** PROBLEM TO WORK ON **
Nothing but the lines from the top of the following entries through the line with "In order to" should be printed, exactly as they are.
[EXERCISE MATERIALS]
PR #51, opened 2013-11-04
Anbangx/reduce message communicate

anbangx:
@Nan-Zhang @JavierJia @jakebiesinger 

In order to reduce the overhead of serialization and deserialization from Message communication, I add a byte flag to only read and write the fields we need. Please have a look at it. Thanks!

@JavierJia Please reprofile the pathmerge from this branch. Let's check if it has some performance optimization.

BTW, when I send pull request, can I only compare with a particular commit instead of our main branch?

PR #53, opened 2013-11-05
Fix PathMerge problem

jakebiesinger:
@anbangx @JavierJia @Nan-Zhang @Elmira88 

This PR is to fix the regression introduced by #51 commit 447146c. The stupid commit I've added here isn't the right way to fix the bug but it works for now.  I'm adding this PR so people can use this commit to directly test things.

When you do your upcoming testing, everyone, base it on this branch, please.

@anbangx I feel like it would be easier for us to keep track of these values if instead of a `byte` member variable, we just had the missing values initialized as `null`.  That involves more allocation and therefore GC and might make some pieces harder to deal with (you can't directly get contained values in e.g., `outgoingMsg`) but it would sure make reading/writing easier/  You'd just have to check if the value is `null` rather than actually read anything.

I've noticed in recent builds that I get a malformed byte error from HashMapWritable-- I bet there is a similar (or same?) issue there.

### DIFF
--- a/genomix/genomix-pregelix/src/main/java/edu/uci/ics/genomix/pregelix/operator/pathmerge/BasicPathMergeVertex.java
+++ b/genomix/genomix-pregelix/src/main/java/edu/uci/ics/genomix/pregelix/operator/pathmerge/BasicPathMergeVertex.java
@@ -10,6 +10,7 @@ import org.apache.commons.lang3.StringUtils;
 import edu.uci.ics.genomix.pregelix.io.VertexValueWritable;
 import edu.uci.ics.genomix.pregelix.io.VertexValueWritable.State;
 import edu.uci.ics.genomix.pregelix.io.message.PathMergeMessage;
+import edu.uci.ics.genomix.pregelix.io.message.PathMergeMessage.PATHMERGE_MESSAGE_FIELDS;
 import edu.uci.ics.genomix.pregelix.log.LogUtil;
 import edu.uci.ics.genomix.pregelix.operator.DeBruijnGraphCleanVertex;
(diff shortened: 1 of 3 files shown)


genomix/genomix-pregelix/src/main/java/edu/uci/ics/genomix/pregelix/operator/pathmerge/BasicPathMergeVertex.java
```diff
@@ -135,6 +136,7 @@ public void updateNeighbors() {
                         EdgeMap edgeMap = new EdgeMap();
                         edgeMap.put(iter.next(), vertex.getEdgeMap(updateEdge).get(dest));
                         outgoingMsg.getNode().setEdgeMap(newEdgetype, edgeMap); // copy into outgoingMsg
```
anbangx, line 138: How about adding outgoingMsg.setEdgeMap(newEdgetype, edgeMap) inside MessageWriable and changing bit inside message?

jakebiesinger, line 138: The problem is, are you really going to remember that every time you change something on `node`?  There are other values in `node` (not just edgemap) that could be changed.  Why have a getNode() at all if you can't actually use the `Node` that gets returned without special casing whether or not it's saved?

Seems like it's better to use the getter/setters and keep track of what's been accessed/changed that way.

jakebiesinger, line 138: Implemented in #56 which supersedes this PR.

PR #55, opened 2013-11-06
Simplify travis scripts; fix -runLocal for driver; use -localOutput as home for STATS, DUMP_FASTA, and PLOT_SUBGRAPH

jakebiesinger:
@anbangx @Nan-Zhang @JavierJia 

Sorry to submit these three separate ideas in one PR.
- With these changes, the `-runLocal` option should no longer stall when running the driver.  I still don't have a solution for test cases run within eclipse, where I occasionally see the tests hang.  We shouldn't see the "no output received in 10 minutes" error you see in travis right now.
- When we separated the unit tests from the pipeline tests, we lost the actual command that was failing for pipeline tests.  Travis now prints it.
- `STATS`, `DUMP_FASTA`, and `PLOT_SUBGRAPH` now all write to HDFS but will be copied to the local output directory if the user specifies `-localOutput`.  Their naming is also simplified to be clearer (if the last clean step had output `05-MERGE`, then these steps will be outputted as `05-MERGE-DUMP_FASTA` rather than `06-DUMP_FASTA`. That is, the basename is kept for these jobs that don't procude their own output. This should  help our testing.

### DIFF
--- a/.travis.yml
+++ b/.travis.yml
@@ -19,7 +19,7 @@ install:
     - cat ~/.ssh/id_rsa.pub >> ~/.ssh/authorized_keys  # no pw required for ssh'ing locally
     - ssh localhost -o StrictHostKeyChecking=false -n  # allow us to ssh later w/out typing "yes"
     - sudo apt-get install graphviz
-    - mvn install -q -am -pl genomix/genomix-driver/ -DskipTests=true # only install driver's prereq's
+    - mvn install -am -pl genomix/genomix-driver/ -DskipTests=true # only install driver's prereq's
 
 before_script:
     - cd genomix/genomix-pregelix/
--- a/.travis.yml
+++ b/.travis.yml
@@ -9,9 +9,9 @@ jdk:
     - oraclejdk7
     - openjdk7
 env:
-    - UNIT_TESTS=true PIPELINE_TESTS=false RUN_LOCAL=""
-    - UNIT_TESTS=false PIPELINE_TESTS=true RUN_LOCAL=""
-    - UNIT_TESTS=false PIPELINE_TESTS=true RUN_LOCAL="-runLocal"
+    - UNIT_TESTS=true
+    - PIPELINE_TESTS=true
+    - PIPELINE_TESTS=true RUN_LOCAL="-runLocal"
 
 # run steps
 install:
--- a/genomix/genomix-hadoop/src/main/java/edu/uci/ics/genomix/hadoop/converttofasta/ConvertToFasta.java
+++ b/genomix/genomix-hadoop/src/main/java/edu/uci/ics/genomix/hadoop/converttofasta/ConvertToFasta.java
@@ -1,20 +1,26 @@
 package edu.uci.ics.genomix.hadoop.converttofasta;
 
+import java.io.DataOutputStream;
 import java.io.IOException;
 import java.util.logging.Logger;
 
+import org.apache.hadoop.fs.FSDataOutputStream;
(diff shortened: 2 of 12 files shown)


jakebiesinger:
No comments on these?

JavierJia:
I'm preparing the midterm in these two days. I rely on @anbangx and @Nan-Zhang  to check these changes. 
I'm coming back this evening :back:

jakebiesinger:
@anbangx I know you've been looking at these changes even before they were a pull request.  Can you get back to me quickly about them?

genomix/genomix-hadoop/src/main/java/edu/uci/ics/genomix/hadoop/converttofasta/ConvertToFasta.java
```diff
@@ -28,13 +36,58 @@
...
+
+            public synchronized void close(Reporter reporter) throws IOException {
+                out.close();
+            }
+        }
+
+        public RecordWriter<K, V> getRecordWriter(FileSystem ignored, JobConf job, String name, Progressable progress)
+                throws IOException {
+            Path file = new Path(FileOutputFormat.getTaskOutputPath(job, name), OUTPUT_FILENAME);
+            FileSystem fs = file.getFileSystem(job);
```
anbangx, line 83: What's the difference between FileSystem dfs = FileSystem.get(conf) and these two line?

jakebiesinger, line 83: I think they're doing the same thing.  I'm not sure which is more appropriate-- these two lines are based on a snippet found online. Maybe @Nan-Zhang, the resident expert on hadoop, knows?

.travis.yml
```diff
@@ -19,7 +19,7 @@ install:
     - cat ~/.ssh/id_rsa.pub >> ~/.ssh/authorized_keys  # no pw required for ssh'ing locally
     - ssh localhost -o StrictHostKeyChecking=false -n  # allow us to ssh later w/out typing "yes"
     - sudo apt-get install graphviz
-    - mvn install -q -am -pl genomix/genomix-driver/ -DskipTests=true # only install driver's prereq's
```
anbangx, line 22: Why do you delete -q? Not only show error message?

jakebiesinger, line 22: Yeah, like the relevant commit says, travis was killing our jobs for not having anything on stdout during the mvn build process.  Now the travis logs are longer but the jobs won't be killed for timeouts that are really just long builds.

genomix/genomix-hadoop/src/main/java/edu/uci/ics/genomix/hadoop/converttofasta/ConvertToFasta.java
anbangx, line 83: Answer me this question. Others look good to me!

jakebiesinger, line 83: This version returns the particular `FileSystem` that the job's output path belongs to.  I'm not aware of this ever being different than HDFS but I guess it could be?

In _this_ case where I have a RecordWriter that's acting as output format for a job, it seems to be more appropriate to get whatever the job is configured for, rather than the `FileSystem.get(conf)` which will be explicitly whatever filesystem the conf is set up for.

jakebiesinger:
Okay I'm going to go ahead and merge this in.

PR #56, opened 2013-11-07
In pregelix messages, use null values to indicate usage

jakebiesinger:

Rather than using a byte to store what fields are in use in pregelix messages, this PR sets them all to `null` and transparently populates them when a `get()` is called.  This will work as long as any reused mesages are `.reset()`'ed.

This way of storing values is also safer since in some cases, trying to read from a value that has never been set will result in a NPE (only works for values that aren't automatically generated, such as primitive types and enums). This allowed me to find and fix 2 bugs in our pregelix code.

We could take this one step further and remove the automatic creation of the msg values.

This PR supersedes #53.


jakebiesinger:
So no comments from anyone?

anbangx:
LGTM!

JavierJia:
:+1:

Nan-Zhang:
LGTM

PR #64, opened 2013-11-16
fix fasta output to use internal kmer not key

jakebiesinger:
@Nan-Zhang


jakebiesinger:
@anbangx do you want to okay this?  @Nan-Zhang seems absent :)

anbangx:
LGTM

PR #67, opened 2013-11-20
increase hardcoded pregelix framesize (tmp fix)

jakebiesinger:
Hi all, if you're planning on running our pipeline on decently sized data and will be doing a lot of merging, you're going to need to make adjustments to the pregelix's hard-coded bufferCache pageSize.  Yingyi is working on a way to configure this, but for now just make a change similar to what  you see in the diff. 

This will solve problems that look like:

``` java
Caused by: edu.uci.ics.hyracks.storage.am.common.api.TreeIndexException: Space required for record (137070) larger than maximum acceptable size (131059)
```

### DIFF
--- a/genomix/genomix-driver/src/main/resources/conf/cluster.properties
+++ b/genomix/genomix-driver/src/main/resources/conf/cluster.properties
[/EXERCISE MATERIALS]
** SOLUTION TO THIS PROBLEM **
PR #51, opened 2013-11-04
Anbangx/reduce message communicate

anbangx:
@Nan-Zhang @JavierJia @jakebiesinger 

In order to reduce the overhead of serialization and deserialization from Message communication, I add a byte flag to only read and write the fields we need. Please have a look at it. Thanks!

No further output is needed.